After the release of the pre 1.10 patch of EVE Workbench, we spend the weekend on fixing the upcoming issues from users, testers and the new logging system, and we continued on updating the backend systems.
A small overview of things that were done:
- Fixed: Missing skills were not showing in fitting screen
- Fixed: Getting SQL errors when appraisal data was malformed
- Fixed: User access tokens were not properly refreshed and caused ESI errors
- Fixed: ESI type background task was not working properly and deleted types when response was Not Modified on the page
- Added: Reauthentication popup when the access token of the user is not valid anymore
- Added: Progress monitoring to backend worker system
- Added: Health and Readiness probes to the website
And with the list above, there were several small errors and bugs that popped up over the weekend and were fixed right away.

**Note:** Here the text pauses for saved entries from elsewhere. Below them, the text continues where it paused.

PR #961, opened 2021-03-02
bf(S3C-4057): Handle timestamp conflicts during ingestion

tmacro:


libV2/config/index.js
```diff
@@ -271,7 +271,7 @@ class Config {
             warp10Conf.hosts = [{
                 host: _loadFromEnv('WARP10_HOST', config.warp10.host),
                 port: _loadFromEnv('WARP10_PORT', config.warp10.port, _typeCasts.int),
-                nodeId: parsedConfig.nodeId,
+                nodeId: _loadFromEnv('WARP10_NODE_ID', config.warp10.nodeId),
```
vrancurel, line 274: will it be the node host ?

libV2/utils/timestamp.js
```diff
@@ -19,16 +19,16 @@ class InterpolatedClock {
...
 
-    getTs() {
-        const ts = Date.now();
+    getTs(timestamp) {
+        const ts = timestamp !== undefined ? timestamp : Date.now();
         if (ts === this._now) {
             // If this is the same millisecond as the last call
             this._step += 1;
-            return ts * 1000 + (this._step - 1);
+            return convertTimestamp(ts) + (this._step - 1);
```
vrancurel, line 27: what if the next one also collide ?

tests/functional/v2/task/testIngestShards.js
```diff
@@ -144,5 +144,46 @@ describe('Test IngestShards', function () {
         );
         series[0].values.forEach(val => assert.strictEqual(val.id, undefined));
     });
+
+    it('should increment microseconds for duplicate timestamps', async () => {
```
vrancurel, line 148: Do we test the case where there are >2 events conflicting on the same ts ?

libV2/utils/timestamp.js
tmacro: `this._step` is incremented each time.

libV2/config/index.js
tmacro: `config.warp10.nodeId`  will be the host warp 10 is on (used for `node` label). The top level `nodeId` is the host the utapi process is running on (used for `origin` label)

tests/functional/v2/task/testIngestShards.js
tmacro: I'll add one

vrancurel (approved):

jonathan-gramain (approved):

PR #968, opened 2021-03-03
bf(S3C-4049): Call delete in slices rather than once

tmacro:


alexanderchan-scality (approved):

libV2/tasks/DiskUsage.js
```diff
@@ -84,16 +86,19 @@ class MonitorDiskUsage extends BaseTask {
...
-        await this.withWarp10(async warp10 =>
-            warp10.delete({
-                className: '~.*',
-                start: oldestTimestamp - 1,
-                end: endTimestamp,
-            }));
+        await async.eachSeries(
+            sliceTimeRange(oldestTimestamp - 1, endTimestamp, expirationChunkDuration),
+            async ([start, end]) => {
+                moduleLogger.info('deleting metrics',
```
jonathan-gramain, line 92: It could be better to log `start` and `end` instead, or in addition to oldest/end timestamps

libV2/utils/timestamp.js
```diff
@@ -42,8 +42,45 @@ function now() {
...
+ *
+ * @param {Number} start
+ * @param {Number} end
+ * @param {Number} step
+ */
+
+function* sliceTimeRange(start, end, step) {
+    let spos = start;
+    let epos = start + step - 1;
+    while (true) {
```
jonathan-gramain: A minor improvement/clarification of this loop could be:

```javascript
while (epos < end) {
    yield [spos, epos];
    spos += step;
    epos += step;
}
yield [spos, end];
```

naren-rajendran (approved):

libV2/tasks/DiskUsage.js
tmacro: ah yeah thats what I meant to do

libV2/utils/timestamp.js
tmacro: I actually had this to start with and changed it because I though there was an edge case it didn't handle. Upon a second look that edge case isn't possible :D

libV2/tasks/DiskUsage.js
jonathan-gramain: don't forget to change it :wink:

jonathan-gramain (approved):

PR #1013, opened 2021-03-15
Bugfix/s3 c 4139 allow only start timestamp in req

tmacro:


naren-rajendran (approved):

tests/functional/v2/server/testListMetrics.js
```diff
@@ -30,10 +30,15 @@ const emptyOperationsResponse = Object.values(operationToResponse)
...
     const body = {
-        timeRange: [start, end],
         [level]: resources,
     };
 
+    if (end !== undefined) {
+        body.timeRange = [start, end];
+    } else {
+        body.timeRange = [start];
+    }
```
miniscruff, line 40: I think `[start, end]` works in both cases as end would be undefined.

miniscruff (approved):

alexanderchan-scality (approved):

tests/functional/v2/server/testListMetrics.js
tmacro: it serializes to `[0, null]` for some reason if you leave it in

PR #2224, opened 2022-09-21
helpful error message for excessive energy spectrum rejection rate

gridley:
This has OpenMC include rejection of sampling from the energy spectrum as counting towards the rejection rate counter. It's possible that a user can define a source energy spectrum that falls WAY outside the allowable energy ranges for a problem, and when this happens, OpenMC can become incredible slow for no apparent reason.

Created in [response to this](https://openmc.discourse.group/t/is-multigroup-mode-prohibitively-slow/2297).


paulromano (approved):
Good idea @gridley; thanks!

PR #2226, opened 2022-09-22
Fix elastic distribution

### LINKED ISSUE #2225: Elastic distributions are not used in thermal.py
I think I came across a bug. [Here](https://github.com/openmc-dev/openmc/blob/cbd8376238a71c36a57385df4c18471d5a785d64/openmc/data/thermal.py#L733) and [here](https://github.com/openmc-dev/openmc/blob/cbd8376238a71c36a57385df4c18471d5a785d64/openmc/data/thermal.py#L736) the elastic distributions are assigned to "dist", but [here](https://github.com/openmc-dev/openmc/blob/cbd8376238a71c36a57385df4c18471d5a785d64/openmc/data/thermal.py#L745) the elastic reaction is created with "distribution".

Then it was Sunday afternoon….
Then Sunday afternoon came around and everything was still going smoothly with the constant updates to the production environment. Until 14:30 (Amsterdam timezone), during a small update suddenly the website became slower and slower until it came to a grinding hold.
After some investigation we found the cause in our pod scheduler which decided to simply put everything on one node within the cluster and with that causing that node to become unresponsive. This forced us to take down EVE Workbench and all its support systems and redeploy.
Eventually EVE Workbench came back up again, but within minutes triggered the same issue again…, after looking again into the cluster we found the root cause in the configuration of the cluster resource scheduler which was there since we set it up 1 year ago (why it surfaced twice within minutes, Murphy’s law I guess), after fixing that and redeploying everything again, EVE Workbench was back up and the dev weekend completed.